◆ **YOUR GOAL**:
Please write every entry out again, exactly as it reads below.

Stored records

PR #38, opened 2017-04-04
Fix StackOverflowError in parse-header of SAM/BAM files.

alumi:
This PR fixes a bug in `parse-header` of SAM/BAM files.

Reading SAM/BAM files with too many reference sequences caused StackOverflowError.
This patch replaces explicit recursions with transducers.

### DIFF
--- a/src/cljam/util/sam_util.clj
+++ b/src/cljam/util/sam_util.clj
@@ -11,29 +11,68 @@
 (defn- parse-header-keyvalues
   "e.g. \"LN:45 SN:ref\" -> {:LN 45, :SN \"ref\"}"
   [keyvalues]
-  (apply merge
-         (map (fn [kv]
-                (let [[k v] (cstr/split kv #":")]
-                  {(keyword k) (case k
-                                 "LN" (Integer/parseInt v)
-                                 "PI" (Integer/parseInt v)
-                                 v)}))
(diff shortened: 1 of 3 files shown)


src/cljam/util/sam_util.clj
```diff
@@ -11,29 +11,49 @@
...
+  [rf f]
+  (fn
+    ([] (rf))
+    ([x] (f (rf x)))
+    ([x y] (rf x y))))
+
+(defn into-with-conj
+  "A reducing function that creates a map of vector.
+   e.g. (transduce identity into-with-conj [[:a 1] [:b 2] [:a 3]]) => {:a [1 3] :b [2]}"
+  ([] (transient {}))
```
totakke: `into-with-conj` and `finalize` are not so general. It can be only used in transducers. Non-argument arity of `into-with-conj`, especially, is not good for common use because it returns transient collection. I recommend making these functions private.

alumi: Thank you for the comment.
I split the function `into-with-conj` into `group-by-rf` and `into-rf` to make them a bit more general.
I also made them private and renamed those with prefix `rf` to mark that they return reducing functions which should be used with `transduce`.

totakke:
Thanks!

PR #39, opened 2017-04-06
Add a function to clone bam reader.

alumi:
Reading BAM header and BAI will be time-consuming when BAM has a lot of refs.
Usually we create one reader per ref when process alignments in parallel and reading same BAM header and BAI repeatedly caused degradation of performance.

This PR adds `clone-reader` function to clone BAMReader reconstructing stateful reader objects of Java.


totakke:
Thanks for enhancement and review.

PR #495, opened 2015-02-09
Zb data

zbright:


data_science/calculator.rb
```diff
@@ -0,0 +1,74 @@
...
+  end
+
+  def conversion_rates_data
+    Hash[cohorts.map { |cohort| [cohort.name, cohort.conversion_rate] }]
+  end
+
+  def sample_size_data
+    Hash[cohorts.map { |cohort| [cohort.name, cohort.sample_size] }]
+  end
+
```
zsyed1: You can change the method names from `def conversions_data` to `def conversions`, `def sample_sizes_data` to `def sample_sizes`, and `def conversion_rates_data` to `def conversion_rates`. Then you can erase lines 12 - 15!

data_science/calculator.rb
```diff
@@ -0,0 +1,74 @@
...
+  def confident?
+    values = {}
+    values[:agroup] = setup_confidence_hash(cohorts.first)
+    values[:bgroup] = setup_confidence_hash(cohorts.last)
+
```
zsyed1: Avoid using data types in variable and method names unless it is directly applicable. Instead of `setup_confidence_hash` you can simply call it `setup_confidences`. An example of where it is directly applicable is a method like `to_hash` that explicitly converts something to a hash (then too it is usually called `to_h`). In your method, the _hash_ is incidental. Let me know if this is unclear - hit me up on slack.

data_science/calculator.rb
```diff
@@ -0,0 +1,74 @@
+require_relative 'test_data_list'
+require_relative 'cohort'
+class Calculator
+  attr_accessor :test_data_list, :cohorts
+
+  def initialize(filepath)
+    @test_data_list = TestDataList.new(filepath).data
+    setup_cohorts(test_data_list)
```
zsyed1: I would remove the word `List` from the class name and the variable name. Please see comment about putting data types in variable names.

data_science/calculator.rb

◆ **COMPLETED TASK**:
PR #38, opened 2017-04-04
Fix StackOverflowError in parse-header of SAM/BAM files.

alumi:
This PR fixes a bug in `parse-header` of SAM/BAM files.

Reading SAM/BAM files with too many reference sequences caused StackOverflowError.
This patch replaces explicit recursions with transducers.

### DIFF
--- a/src/cljam/util/sam_util.clj
+++ b/src/cljam/util/sam_util.clj
@@ -11,29 +11,68 @@
 (defn- parse-header-keyvalues
   "e.g. \"LN:45 SN:ref\" -> {:LN 45, :SN \"ref\"}"
   [keyvalues]
-  (apply merge
-         (map (fn [kv]
-                (let [[k v] (cstr/split kv #":")]
-                  {(keyword k) (case k
-                                 "LN" (Integer/parseInt v)
-                                 "PI" (Integer/parseInt v)
-                                 v)}))
(diff shortened: 1 of 3 files shown)


src/cljam/util/sam_util.clj
```diff
@@ -11,29 +11,49 @@
...
+  [rf f]
+  (fn
+    ([] (rf))
+    ([x] (f (rf x)))
+    ([x y] (rf x y))))
+
+(defn into-with-conj
+  "A reducing function that creates a map of vector.
+   e.g. (transduce identity into-with-conj [[:a 1] [:b 2] [:a 3]]) => {:a [1 3] :b [2]}"
+  ([] (transient {}))
```
totakke: `into-with-conj` and `finalize` are not so general. It can be only used in transducers. Non-argument arity of `into-with-conj`, especially, is not good for common use because it returns transient collection. I recommend making these functions private.

alumi: Thank you for the comment.
I split the function `into-with-conj` into `group-by-rf` and `into-rf` to make them a bit more general.
I also made them private and renamed those with prefix `rf` to mark that they return reducing functions which should be used with `transduce`.

totakke:
Thanks!

PR #39, opened 2017-04-06
Add a function to clone bam reader.

alumi:
Reading BAM header and BAI will be time-consuming when BAM has a lot of refs.
Usually we create one reader per ref when process alignments in parallel and reading same BAM header and BAI repeatedly caused degradation of performance.

This PR adds `clone-reader` function to clone BAMReader reconstructing stateful reader objects of Java.


totakke:
Thanks for enhancement and review.

PR #495, opened 2015-02-09
Zb data

zbright:


data_science/calculator.rb
```diff
@@ -0,0 +1,74 @@
...
+  end
+
+  def conversion_rates_data
+    Hash[cohorts.map { |cohort| [cohort.name, cohort.conversion_rate] }]
+  end
+
+  def sample_size_data
+    Hash[cohorts.map { |cohort| [cohort.name, cohort.sample_size] }]
+  end
+
```
zsyed1: You can change the method names from `def conversions_data` to `def conversions`, `def sample_sizes_data` to `def sample_sizes`, and `def conversion_rates_data` to `def conversion_rates`. Then you can erase lines 12 - 15!

data_science/calculator.rb
```diff
@@ -0,0 +1,74 @@
...
+  def confident?
+    values = {}
+    values[:agroup] = setup_confidence_hash(cohorts.first)
+    values[:bgroup] = setup_confidence_hash(cohorts.last)
+
```
zsyed1: Avoid using data types in variable and method names unless it is directly applicable. Instead of `setup_confidence_hash` you can simply call it `setup_confidences`. An example of where it is directly applicable is a method like `to_hash` that explicitly converts something to a hash (then too it is usually called `to_h`). In your method, the _hash_ is incidental. Let me know if this is unclear - hit me up on slack.

data_science/calculator.rb
```diff
@@ -0,0 +1,74 @@
+require_relative 'test_data_list'
+require_relative 'cohort'
+class Calculator
+  attr_accessor :test_data_list, :cohorts
+
+  def initialize(filepath)
+    @test_data_list = TestDataList.new(filepath).data
+    setup_cohorts(test_data_list)
```
zsyed1: I would remove the word `List` from the class name and the variable name. Please see comment about putting data types in variable names.

data_science/calculator.rb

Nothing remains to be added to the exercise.